Below are records to write out again, exactly as they read.
══ SUPPLIED DATA
PR #878, opened 2023-12-19
man/: Support compiling in build directory

stoeckmann:
Having a dedicated build directory breaks manual page creation.

Failing command sequence:
```
mkdir build; cd build
../configure --enable-man
make -C man
```

### DIFF
--- a/man/generate_mans.mak
+++ b/man/generate_mans.mak
@@ -56,7 +56,7 @@ man1/% man3/% man5/% man8/%: %.xml-config Makefile config.xml
 	            --stringparam vendordir "$(VENDORDIR)" \
 	            --param "man.output.in.separate.dir" "1" \
 	            --path "$(srcdir)/login.defs.d" \
-	            -nonet $(top_builddir)/man/shadow-man.xsl $<
+	            -nonet $(top_srcdir)/man/shadow-man.xsl $<
 
 clean-local:
 	rm -rf man1 man3 man5 man8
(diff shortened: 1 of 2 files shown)


ikerexxe:
I don't understand the problem. Can you give additional details?

stoeckmann:
> I don't understand the problem. Can you give additional details?

I have multiple build directories, e.g. build32 and build64 located in shadow's source directory, so I can easily perform tests in different setups. Directory layout is like:

```
shadow
shadow/build32
shadow/build64
shadow/configure
shadow/lib
shadow/src
...
```
Only created files are stored in these build directories. Source files still reside in shadow directory structure but never in these build directories.

The advantage of such a setup is that I can easily use `git checkout` to switch between branches and both build directories will use the correct source files.

Now, the problem is that `$(top_builddir)/man/shadow-man.xsl` points into the build directory, but the shadow-man.xsl is a source file, i.e. it will never end up there. Using `$(top_srcdir)` instead fixes the problem, because it will ultimately point to something like `shadow/man/shadow-man.xsl` instead of `shadow/build64/man/shadow-man.xsl`.

The same is true for relative paths, which are resolved within the build directories. Using `$(srcdir)` in front of a relative path fixes the problem because `$(srcdir)` points to the directory in which the current source file is located.

ikerexxe (approved):
Thanks for clarifying.

The change looks good so I'm merging it.

alejandro-colomar (approved):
════
■ TASK RESULT
PR #878, opened 2023-12-19
man/: Support compiling in build directory

stoeckmann:
Having a dedicated build directory breaks manual page creation.

Failing command sequence:
```
mkdir build; cd build
../configure --enable-man
make -C man
```

### DIFF
--- a/man/generate_mans.mak
+++ b/man/generate_mans.mak
@@ -56,7 +56,7 @@ man1/% man3/% man5/% man8/%: %.xml-config Makefile config.xml
 	            --stringparam vendordir "$(VENDORDIR)" \
 	            --param "man.output.in.separate.dir" "1" \
 	            --path "$(srcdir)/login.defs.d" \
-	            -nonet $(top_builddir)/man/shadow-man.xsl $<
+	            -nonet $(top_srcdir)/man/shadow-man.xsl $<
 
 clean-local:
 	rm -rf man1 man3 man5 man8
(diff shortened: 1 of 2 files shown)


ikerexxe:
I don't understand the problem. Can you give additional details?

stoeckmann:
> I don't understand the problem. Can you give additional details?

I have multiple build directories, e.g. build32 and build64 located in shadow's source directory, so I can easily perform tests in different setups. Directory layout is like:

```
shadow
shadow/build32
shadow/build64
shadow/configure
shadow/lib
shadow/src
...
```
Only created files are stored in these build directories. Source files still reside in shadow directory structure but never in these build directories.

The advantage of such a setup is that I can easily use `git checkout` to switch between branches and both build directories will use the correct source files.

Now, the problem is that `$(top_builddir)/man/shadow-man.xsl` points into the build directory, but the shadow-man.xsl is a source file, i.e. it will never end up there. Using `$(top_srcdir)` instead fixes the problem, because it will ultimately point to something like `shadow/man/shadow-man.xsl` instead of `shadow/build64/man/shadow-man.xsl`.

The same is true for relative paths, which are resolved within the build directories. Using `$(srcdir)` in front of a relative path fixes the problem because `$(srcdir)` points to the directory in which the current source file is located.

ikerexxe (approved):
Thanks for clarifying.

The change looks good so I'm merging it.

alejandro-colomar (approved):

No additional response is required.